Besides load, we have to understand the performance of the system before trying to scale the application. We use performance metrics. These metrics vary in different systems. In batch processing systems, it is throughput (the # of records the system can process per second); in online systems, it’s the response time (the time between request and response, not latency).
When we take the response time, measuring it is simple: put a timer between the time the request is made and the response is received. Yet, talking about response time demands something else. We cannot only look at one single response time. Because each time we make a request, the response might arrive at different times for various reasons: network delay, database crash, garbage collection pause, package lost in the network, waiting for another system’s response, etc. That’s why we cannot take one request-response pair and define the performance. We need to gather a lot of pairs in a certain timeframe and analyze the response time from there by using percentiles.
When we talk about average performance, we usually talk about the arithmetic mean. The average is rarely useful because it doesn’t say anything about how many users are experiencing delays. That’s why we use percentiles.
Understanding percentiles is crucial because they are the required elements of Service Level Agreements (SLAs)—the contracts that define the expected performance and availability of a service—and Service Level Objectives (SLOs) and Service Level Indicators (SLIs).
To calculate average performance (the arithmetic mean), we get all our response times in a certain period. Let’s say we have 100 requests in a second. We order response times from fastest to slowest. When we draw a line in the 50th response time in the ordered list, that is our median response time. If the 50th item is 100ms, it means 50% of our response times are faster than 100ms, and 50% of them are slower than 100ms. The arithmetic mean is called the 50th percentile—p50. Be careful: percentiles are not percentages. Percentile represents a single entry in the ordered list.

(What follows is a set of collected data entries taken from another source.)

PR #3390, opened 2023-03-29
Fix abort on pw reset mail error

### LINKED ISSUE #3388: Admin reset not working
### Subject of the issue
Enabled admin reset for a organization. Master-password reset.

i used it on a test user  to test it how how it works etc and if it works.

When i reset the password and try to login with that account it just fails the login says username / password wrong.
i tried to change the password multiple times but the same Error.

### Deployment environment

<!--
    =========================================================================================
    Preferably, use the `Generate Support String` button on the admin page's Diagnostics tab.
    That will auto-generate most of the info requested in this section.
    =========================================================================================
* Vaultwarden version: v1.28.0
* Web-vault version: v2023.3.0b
* OS/Arch: linux/x86_64
* Uses a reverse proxy: false
* Internet access: true
* DNS Check: true
* Server/NTP Time Check: true
* HTTPS Check: true
* Database type: SQLite
* Database version: 3.39.2
* Clients used: 
* Reverse proxy and version: 
* Other relevant information: 

```json
{
  "_duo_akey": null,
  "_enable_duo": false,
  "_enable_email_2fa": false,
  "_enable_smtp": true,
  "_enable_yubico": true,
  "_icon_service_csp": "",
  "_icon_service_url": "",
  "_ip_header_enabled": true,
  "_smtp_img_src": "cid:",
  "admin_session_lifetime": 20,
  "admin_token": "***",
  "data_folder": "data",
  "database_conn_init": "",
  "database_max_conns": 10,
  "database_timeout": 30,
  "db_connection_retries": 15,
  "disable_admin_token": false,
  "disable_icon_download": true,
  "domain": "*****://***************",
  "domain_origin": "*****://***************",
  "domain_path": "",
  "domain_set": true,
  "duo_host": null,
  "duo_ikey": null,
  "duo_skey": null,
  "email_attempts_limit": 3,
  "email_expiration_time": 600,
  "email_token_size": 6,
  "enable_db_wal": true,
  "events_days_retain": null,
  "extended_logging": true,
  "helo_name": null,
  "hibp_api_key": null,
  "icon_blacklist_regex": null,
  "icon_cache_negttl": 259200,
  "icon_cache_ttl": 2592000,
  "icon_download_timeout": 10,
  "icon_redirect_code": 302,
  "icon_service": "internal",
  "invitations_allowed": true,
  "ip_header": "X-Real-IP",
  "log_file": null,
  "log_level": "Info",
  "org_attachment_limit": null,
  "org_creation_users": "",
  "org_events_enabled": false,
  "org_groups_enabled": false,
  "password_iterations": 2000000,
  "reload_templates": false,
  "sendmail_command": null,
  "sends_allowed": true,
  "sends_folder": "data/sends",
  "show_password_hint": false,
  "signups_allowed": false,
  "signups_domains_whitelist": "*****************,************,********,******************",
  "signups_verify": false,
  "smtp_auth_mechanism": null,
  "smtp_debug": false,
  "smtp_embed_images": true,
  "smtp_explicit_tls": null,
  "smtp_from": "*****************************",
  "smtp_host": "***********",
  "smtp_password": null,
  "smtp_port": 25,
  "smtp_security": "off",
  "smtp_ssl": null,
  "smtp_timeout": 15,
  "smtp_username": null,
  "tmp_folder": "data/tmp",
  "use_sendmail": false,
  "use_syslog": false,
  "web_vault_enabled": true,
  "websocket_enabled": true,
  "websocket_port": 3012,
  "yubico_client_id": "00000",
  "yubico_secret_key": "***",
  "yubico_server": null
}
```
</details>

BlackDex:
There was used a wrong macro to produce an error message when mailing
the user his password was reset failed. It was using `error!()` which
does not return an `Err` and aborts the rest of the code.

This resulted in the users password still being resetted, but not being
notified. This PR fixes this by using `err!()`. Also, do not set the
user object as mutable until it really is needed.

Second, when a user was using the new Argon2id KDF with custom values
like memory and parallelism, that would have rendered the password
incorrect. The endpoint which should return all the data did not
returned all the new Argon2id values. (Thanks to @stefan0xC for spotting the specific culprit).

Fixes #3388

### DIFF
--- a/src/api/core/organizations.rs
+++ b/src/api/core/organizations.rs
@@ -2694,7 +2694,7 @@ async fn put_reset_password(
         None => err!("User to reset isn't member of required organization"),
     };
 
-    let mut user = match User::find_by_uuid(&org_user.user_uuid, &mut conn).await {
+    let user = match User::find_by_uuid(&org_user.user_uuid, &mut conn).await {
         Some(user) => user,
         None => err!("User not found"),
     };
@@ -2711,11 +2711,12 @@ async fn put_reset_password(
     // Sending email before resetting password to ensure working email configuration and the resulting
     // user notification. Also this might add some protection against security flaws and misuse
     if let Err(e) = mail::send_admin_reset_password(&user.email, &user.name, &org.name).await {
-        error!("Error sending user reset password email: {:#?}", e);
+        err!(format!("Error sending user reset password email: {e:#?}"));
     }
 
     let reset_request = data.into_inner().data;
 
+    let mut user = user;
     user.set_password(reset_request.NewMasterPasswordHash.as_str(), Some(reset_request.Key), true, None);
     user.save(&mut conn).await?;
 
@@ -2759,12 +2760,15 @@ async fn get_reset_password_details(
 
     check_reset_password_applicable_and_permissions(&org_id, &org_user_id, &headers, &mut conn).await?;
 
+    // https://github.com/bitwarden/server/blob/3b50ccb9f804efaacdc46bed5b60e5b28eddefcf/src/Api/Models/Response/Organizations/OrganizationUserResponseModel.cs#L111
     Ok(Json(json!({
         "Object": "organizationUserResetPasswordDetails",
         "Kdf":user.client_kdf_type,
         "KdfIterations":user.client_kdf_iter,
+        "KdfMemory":user.client_kdf_memory,
+        "KdfParallelism":user.client_kdf_parallelism,
         "ResetPasswordKey":org_user.reset_password_key,
-        "EncryptedPrivateKey":org.private_key ,
+        "EncryptedPrivateKey":org.private_key,
 
     })))
 }


src/api/core/organizations.rs
```diff
@@ -2759,12 +2760,15 @@ async fn get_reset_password_details(
 
     check_reset_password_applicable_and_permissions(&org_id, &org_user_id, &headers, &mut conn).await?;
 
+    // https://github.com/bitwarden/server/blob/3b50ccb9f804efaacdc46bed5b60e5b28eddefcf/src/Api/Models/Response/Organizations/OrganizationUserResponseModel.cs#L111
     Ok(Json(json!({
         "Object": "organizationUserResetPasswordDetails",
         "Kdf":user.client_kdf_type,
         "KdfIterations":user.client_kdf_iter,
+        "KdfMemory":user.client_kdf_memory,
+        "KdfParallelism":user.client_kdf_parallelism,
```
tessus, line 2769: What happens, if they are not set?

I used the following method to only return these values when they are set:

https://github.com/dani-garcia/vaultwarden/blob/main/src/api/identity.rs#L110-L132

tessus: ok, but this means that the keys are still returned with the value `null`, correct?

I am just asking, because I was told for the argon2 kdf fields PR to only return the keys when they are set. In that case, I could have kept the code shorter. ;-)

stefan0xC: @tessus Yeah, but they have to be set if you use `argon2id` as KDF otherwise you would not be able to login (alternatively we could assume default some values). And if you use `PBKDF2` those values will be ignored (at least as far as I've tested it now in this reset password call, not sure what happens in the `_refresh_login` case).

tessus: No worries, I just noticed this inconsistency and thought that it might have been an oversight.

BlackDex: I added a link to the upstream source, where you see that they return all values, no filtering done.

Took be fair, i have not checked for the other endpoints what they do. But thinking about it, i would guess that Bitwarden will send them also, but that i would need to check to be sure.

stefan0xC: @tessus I mean you are right that in that case it still works for users using `PBKDF2` if the returned JSON contains a `null` in both `KdfMemory` and `KdfParallelism`. So this check might be superfluous here. If I set those parameters to `null` in the database for a user using `Argon2id` it  already panics earlier in the call to `identity/accounts/prelogin`:

https://github.com/dani-garcia/vaultwarden/blob/525e6bb65a6926e0f9de3fc5dafd5c5b63981f9f/src/api/core/accounts.rs#L811-L814

stefan0xC: Okay, a login with the default `argon2ìd` settings would work if those are set to `null` (which should not even happen because there is a check that prevents setting the KDF to `Argon2id` if those are unset). Otherwise login will fail like in the linked issue. (And with `PBKDF2` those settings are ignored even if they are not `null`.)

dani-garcia (approved):

PR #3403, opened 2023-03-31
Revert setcap, update rust and crates

BlackDex:
- Revert #3170 as discussed in #3387
  This appears to be a breaking change on some platforms.
  And in hindsight it's better to not have this feature as there might be (hypothetical) security issues with this.
- Update Dockerfile.j2 for easy version changes.
  Just change it in one place instead of multiple
- Updated to Rust to latest patched version
- Updated crates to latest available
- Pinned mimalloc to an older version, as it breaks on musl builds

Resolves #3387


jjlin:
For the record, I disagree with the characterization that it's "better" not to have #3170 just because a handful of users who are fixated with dropping all possible privileges (even though they haven't presented any practical downside to keeping `NET_BIND_SERVICE`) feels strongly about it. Having stronger feelings and being more vocal doesn't make them more right.

jjlin:
IMO, that argument is even more hypothetical than the "hypothetical" users that #3170 is supposed to benefit, but if that's your opinion, that's fine.

BlackDex:
Both arguments apply. Not just one or the other.
I don't think it's security theater.
Also arguing that Docker already has this feature built in is a bad argument, since docker isn't the only container platform.

Anyways, main reasons are breaking change and security.

williamdes (approved):

docker/Dockerfile.j2
```diff
@@ -206,7 +194,7 @@ RUN [ "cross-build-start" ]
 # Create data folder and Install needed libraries
 RUN mkdir /data \
 {% if "alpine" in runtime_stage_base_image %}
-    && apk add --no-cache \
+    && apk update && apk add --no-cache \
```
stefan0xC, line 197: Why do we need to update the package index? I thought `apk add --no-cache` is sufficient to fetch and automatically remove the package index? :thinking:

stefan0xC (changes requested):

docker/Dockerfile.j2
BlackDex: I could be wrong, but i think the `--no-cache` means not caching the packages locally. And the update ensures the latest version info is pulled. During my test i thought i noticed without the update, it downloaded older versions of the packages instead of the latest patched versions.

stefan0xC: @BlackDex as far as I've looked into it the alpine image ships with an empty `/var/cache/apk/` directory and running `apk add --no-cache`  apparently fetches the index too:

```bash
/ # apk add --no-cache tree
fetch https://dl-cdn.alpinelinux.org/alpine/v3.17/main/x86_64/APKINDEX.tar.gz
fetch https://dl-cdn.alpinelinux.org/alpine/v3.17/community/x86_64/APKINDEX.tar.gz
(1/1) Installing tree (2.0.4-r0)
Executing busybox-1.35.0-r29.trigger
OK: 7 MiB in 16 packages
/ # ls -l /var/cache/apk/
total 0
```

BlackDex: We have to check the images used for the other architectures of that is the same.

stefan0xC: It's the same in sofar that the `/var/cache/apk` directories of those images are also empty (I've just mounted the image but I did not run them). I mean if they were not I would probably consider it a bug of the image as almost all best practices regarding alpine images recommend this way of installing packages.

BlackDex: Thanks for checking!
I removed it :)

Let’s take the 99th item in our previous list as another example. If it is 200ms, then we can say that the 99th percentile (often referred to as p99) will be 200ms. That means 99% of the response times will be faster than 200ms. Amazon uses the 99.9th percentile (p999) in its internal systems. That means 1 out of 1000 response times will be above a certain threshold that they defined.
Now that we understand how we can describe performance and load, we can define SLAs in our systems and track them properly. But still, how can we approach handling the increasing load and prevent breaking our SLAs?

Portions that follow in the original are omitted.